> Extracted material:
==================================================

PR #1545, opened 2026-05-06
add range for ndet

### LINKED ISSUE #1543: Final Alerce Touches
Just a few final things to address for ALeRCE Data Service

- [x] add a max number of detections field

jchate6:
ndet takes a range: https://alerce.readthedocs.io/en/latest/apis/alerce.html#alerce.ztf_search.ZTFSearch.query_objects

So this will allow for the number of detections to be within a max/min

### DIFF
--- a/tom_dataservices/data_services/alerce.py
+++ b/tom_dataservices/data_services/alerce.py
@@ -32,7 +32,8 @@ class AlerceForm(BaseQueryForm):
     firstmjd_lt = forms.FloatField(required=False, label="Max MJD of first detection")
     lastmjd_gt = forms.FloatField(required=False, label="Min MJD of last detection")
     lastmjd_lt = forms.FloatField(required=False, label="Max MJD of last detection")
-    ndet = forms.IntegerField(required=False, label="Min. Number of Detections")
+    ndet_min = forms.IntegerField(required=False, label="Min. Number of Detections")
+    ndet_max = forms.IntegerField(required=False, label="Max Number of Detections")
 
     def __init__(self, *args, **kwargs):
         super().__init__(*args, **kwargs)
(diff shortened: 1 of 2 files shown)


tom_dataservices/data_services/alerce.py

==================================================

> Exercise directions: Beginning with the line that contains "ndet takes a", each line of the records above through the last one must be printed word for word.

> Task solution:
ndet takes a range: https://alerce.readthedocs.io/en/latest/apis/alerce.html#alerce.ztf_search.ZTFSearch.query_objects

So this will allow for the number of detections to be within a max/min

### DIFF
--- a/tom_dataservices/data_services/alerce.py
+++ b/tom_dataservices/data_services/alerce.py
@@ -32,7 +32,8 @@ class AlerceForm(BaseQueryForm):
     firstmjd_lt = forms.FloatField(required=False, label="Max MJD of first detection")
     lastmjd_gt = forms.FloatField(required=False, label="Min MJD of last detection")
     lastmjd_lt = forms.FloatField(required=False, label="Max MJD of last detection")
-    ndet = forms.IntegerField(required=False, label="Min. Number of Detections")
+    ndet_min = forms.IntegerField(required=False, label="Min. Number of Detections")
+    ndet_max = forms.IntegerField(required=False, label="Max Number of Detections")
 
     def __init__(self, *args, **kwargs):
         super().__init__(*args, **kwargs)
(diff shortened: 1 of 2 files shown)


tom_dataservices/data_services/alerce.py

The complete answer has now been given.